GameStop Corp's sales during the holiday season topped last year's, as new products like Microsoft's Kinect motion controller revived customers' spending in its stores.

The biggest U.S. video game retailer said sales for the holiday period -- the key season for retailers -- totaled about $3.02 billion, a 5.4 percent increase from a year earlier.

Comparable same-store sales rose 3.4 percent, which came in lower than what some analysts had been expecting. Wedbush Securities' analyst Michael Pachter had expected same-store sales for the nine-week holiday period ending January 1 to be more than 5 percent higher.
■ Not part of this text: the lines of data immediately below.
PR #816, opened 2020-07-04
Read the download url of librdkafka from Windows environment variable

yunnysunny:
In Windows ,the download of the library of librdkafka may be so slowly, especially when you are in China. It may cost a long time to  download it. Sometime I have to wait for several hours. 
So I add an feature of reading the download url from environment variable.

### DIFF
--- a/README.md
+++ b/README.md
@@ -63,7 +63,7 @@ Windows build **is not** compiled from `librdkafka` source but it is rather link
 
 Requirements:
  * [node-gyp for Windows](https://github.com/nodejs/node-gyp#on-windows)  (the easies way to get it: `npm install --global --production windows-build-tools`.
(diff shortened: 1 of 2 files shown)


giulliano-bueno:
LGTM.

yunnysunny:
@iradul Consider this pull request?

iradul:
There is this `BUILD_LIBRDKAFKA` env variable that can be used to compile against system installed version of librdkafka. This doesn't work on Windows but I think it would be great if we could make it work and hence have consistency across platforms.

yunnysunny:
I read the code of binding.gyp, the `BUILD_LIBRDKAFKA` is only an flag to indicate whether to building the source code with the shared library installed in OS already. And my pull request aims at supplying an URL to download nuget package. 
So I think it's two different thing.

yunnysunny:
I  have rename `DOWNLOAD_BASE_URL_LIB_RDKAFKA` to `BUILD_LIBRDKAFKA`.

iradul:
Let's call this variable `NODE_RDKAFKA_NUGET_BASE_URL` and also please leave README file unchanged, I'll update it after I merge this PR.

yunnysunny:
done

yunnysunny:
Expecting this merge can be published to npm. We can not bear the network in China now.

iradul:
@yunnysunny I just released the new version

PR #848, opened 2020-10-11
Statically link librdkafka

jjhoughton:
Gets ssl to work with node10 and above on centos 7 by statically
linking librdkafka.

The problem is that centos 7 uses openssl 1.0 where as node10+ is
statically linked to openssl 1.1. As this library first compiles
librafka, which is intern dynamically linked to the version of
openssl that is installed on the OS and not the version included
in node, this can cause instability.

Luckily librdkafka also includes the .a files for statically
linking librdkafka which we can then use to stically link the
library and hense force librdkafka/node-rdkafka to use the version
of openssl included within node.

Signed-off-by: Joshua Houghton <joshua.j.houghton@googlemail.com>


iradul:
Thank you for the PR. This seems like a pretty hacky workaround that would impact all the Linux distros. It would be better if workaround can be applied only to CentOS.

jjhoughton:
I'm not sure it's the right solution myself actually, closing

PR #855, opened 2020-12-07
Fix python 3 support

GaryWilber:
The print line was causing npm install to fail on systems with python 3


deps/windows-install.py
```diff
@@ -14,7 +14,6 @@
 env_dist = os.environ
 downloadBaseUrl = env_dist['NODE_RDKAFKA_NUGET_BASE_URL'] if 'NODE_RDKAFKA_NUGET_BASE_URL' in env_dist else 'https://globalcdn.nuget.org/packages/'
 librdkafkaNugetUrl = downloadBaseUrl + 'librdkafka.redist.{}.nupkg'.format(librdkafkaVersion)
-print 'download librdkafka form ' + librdkafkaNugetUrl
```
iradul, line 17: I think we should better replace it with:
`print('download librdkafka form ' + librdkafkaNugetUrl)`

iradul:
Thanks!

GaryWilber:
> Thanks!

@iradul Could a new release be published with this change? It's a bit tricky to upgrade due to this problem.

Shares of GameStop fell 1.7 percent in premarket trading.

New video game software sales increased 3.3 percent -- thanks to hot titles like Call of Duty: Black Ops from Activision Blizzard . Sales of hardware like game consoles improved by 7.4 percent, thanks to the Kinect and Sony's PlayStation Move controllers.
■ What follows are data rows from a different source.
PR #856, opened 2020-12-08
Fix tests to be run on travis

fabianschmitthenner:
I realized the tests are not run on travis. The issue appears to be, that the `TRAVIS_BUILD_STAGE_NAME` doesn't capitalize the first letter anymore.

Although the travis documentation claims to do that, I also found some issue about travis not doing that here: https://travis-ci.community/t/travis-build-stage-name-isnt-capitalized/8220.

To work in both cases, let's just enhance the regex to support both.

### DIFF
--- a/.travis.yml
+++ b/.travis.yml
@@ -13,14 +13,14 @@ node_js:
 sudo: required
 services: docker
 before_install:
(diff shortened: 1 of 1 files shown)


fabianschmitthenner:
Let's see if it actually works in travis now :).

fabianschmitthenner:
It actually fails in the linting step now 🙈 . Okay, let's make the linting step not fail the travis build for now (as it already improves the process anyway and fixing liniting errors should be done in a subsequent PR).
It shows how important it is to have automatic checks 😄.

PR #857, opened 2020-12-09
Make module self-register (Worker threads fix)

### LINKED ISSUE #831: Module doesn't self-register from a worker thread
**Environment Information**
 - OS [e.g. Mac, Arch, Windows 10]: Alpine (docker)
 - Node Version [e.g. 8.2.1]: node:12-alpine
 - NPM Version [e.g. 5.4.2]: v5
 - C++ Toolchain [e.g. Visual Studio, llvm, g++]:
 - node-rdkafka version [e.g. 2.3.3]: 2.8.1

**Steps to Reproduce**

```
const {
  Worker, isMainThread
} = require('worker_threads');
const kafka = require('node-rdkafka');

if (isMainThread) {
   // Brand new worker
   new Worker(__filename);
}
```

**Additional context**

Even though this issue relates to nodejs internal implementation of workers, nodejs developers wont fix it. However it can be fixed by making native module context-aware. Here is an example for node-lzo: https://github.com/schroffl/node-lzo/pull/11

Twixes:
`node-rdkafka` was incompatible with Worker threads due to legacy context awareness, this fixes the issue for relevant versions of Node.js (>=10.7.0), retaining the old behavior for versions before that. Giving credit where its due, used guidance from https://github.com/nodejs/node/issues/21783#issuecomment-429637117 and work already made in the [node-lzo](https://github.com/schroffl/node-lzo) code base.
Test included.
Resolves #831.

### DIFF
--- a/lib/producer.js
+++ b/lib/producer.js
@@ -7,8 +7,6 @@
  * of the MIT license.  See the LICENSE.txt file for details.
  */
 
-module.exports = Producer;
-
 var Client = require('./client');
 
 var util = require('util');
@@ -289,3 +287,5 @@ Producer.prototype.disconnect = function(timeout, cb) {
     self._disconnect(cb);
   });
 };
+
+module.exports = Producer;
--- a/src/binding.cc
+++ b/src/binding.cc
@@ -73,13 +73,11 @@ void ConstantsInit(v8::Local<v8::Object> exports) {
     Nan::GetFunction(Nan::New<v8::FunctionTemplate>(NodeRdKafkaBuildInFeatures)).ToLocalChecked());  // NOLINT
 }
 
-void Init(v8::Local<v8::Object> exports, v8::Local<v8::Context> context) {
+void Init(v8::Local<v8::Object> exports) {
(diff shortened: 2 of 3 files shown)


iradul:
Thanks for the PR.
I've run a few local tests after merging this and I've got occasional crashes. It seems we may need to do more work on this to make the library reliably runs within worker threads.

Twixes:
Yeah, us at PostHog too. Had some awful segfaults. We've since switched to https://kafka.js.org/ and it's a much smoother experience, though probably somewhat less performant than tapping into C.

yunnysunny:
I have try change the addon library from Nan to node-addon-api to support Worker threads. But I'm not familiar with C++, it also have some bugs. The project link: https://github.com/node-rdkafka-next/node-rdkafka-next

yunnysunny:
I have try change the addon library from Nan to node-addon-api to support Worker threads. But I'm not familiar with C++, it also have some bugs. The project link: https://github.com/node-rdkafka-next/node-rdkafka-next

Twixes:
I've switched to `NAN_MODULE_WORKER_ENABLED` here, which should be exactly the right (and official) macro for this. All tests green, but some stability tests need to be done here to ensure there are no crashes.

Twixes:
What does this solution look like to you?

Post-holiday sales are also significantly outperforming expectations, the company said.

The company reiterated its profit forecast for the fourth quarter. GameStop expects to post earnings of $1.53 to $1.59 a share, in line with analysts' average view of $1.56 a share, according to Thomson Reuters I/B/E/S.
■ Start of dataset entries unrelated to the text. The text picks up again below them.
PR #866, opened 2021-01-13
Reduce event listener type instantiation depth

josh-feldman:
The use of chained `extends` statements in the `EventListener` type generic results in a very deep type instantiation for the listener function.

If the listener callback also utilizes generics, Typescript will complain that `Type instantiation is excessively deep and possibly infinite.ts(2589)`

The depth that the `EventListener` generic is taking up can be reduced to a single level by using a type map with the `keyof` keyword.

### DIFF
--- a/index.d.ts
+++ b/index.d.ts
@@ -141,34 +141,36 @@ type KafkaClientEvents = 'disconnected' | 'ready' | 'connection.failure' | 'even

Thursday's sales numbers echoed comments made by GameStop executives in October about holiday sales topping 2009's.

Microsoft said on Wednesday it had sold more than 8 million of the Kinect, which outpaced Sony Corp's <6758.T> motion-sensor controller, the Move. ID:nWEN5108

Shares of GameStop closed at $21.89 on Wednesday on the New York Stock Exchange.